WHAT THE TASK REQUIRES - For the word "requirements", determine how many lines of the entries below contain it, and give only that number.
════════
PR #1111, opened 2025-01-20
Version bump for PHP 8.3, Apigee PHP Client 4.x & Drupal 11

kedarkhaire:
Version bump for PHP 8.3, Apigee PHP Client 4.x & Drupal 11.

### DIFF
--- a/composer.json
+++ b/composer.json
@@ -4,10 +4,10 @@
     "type": "drupal-module",
     "description": "Apigee for Drupal.",
     "require": {
-        "php": "~8.1.0 || ~8.2.0 || ~8.3.0",
+        "php": "~8.3.0",
         "ext-json": "*",
-        "apigee/apigee-client-php": "~3.0.7",
-        "drupal/core": "^10.2",
+        "apigee/apigee-client-php": "4.x-dev",
+        "drupal/core": "^11.1",
         "drupal/entity": "^1.0",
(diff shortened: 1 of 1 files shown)


divya-intelli (approved):
LGTM

divya-intelli (approved):
LGTM

composer.json
```diff
@@ -4,10 +4,10 @@
     "type": "drupal-module",
     "description": "Apigee for Drupal.",
     "require": {
-        "php": "~8.1.0 || ~8.2.0 || ~8.3.0",
+        "php": "~8.3.0",
```
mxr576, line 7: Why PHP < 8.3.0 gets dropped when they are still under active security support?  Are there any metrics indicates that on-prem customers are already on PHP 8.3.0 at least?

https://www.php.net/supported-versions.php

mxr576: ahh, probably false alarm since 4.x is for Drupal 11 compatibility, so there is no question about minimum requirements. Sorry for the noise.

kedarkhaire: Hi @mxr576 
This is for a new branch which will be used for only Drupal 11, 3.x branch will keep PHP <= 8.3.0 support 
Minimum requirement of PHP for Drupal 11 is v8.3

https://www.drupal.org/docs/getting-started/system-requirements/php-requirements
════════
TASK SOLUTION - 2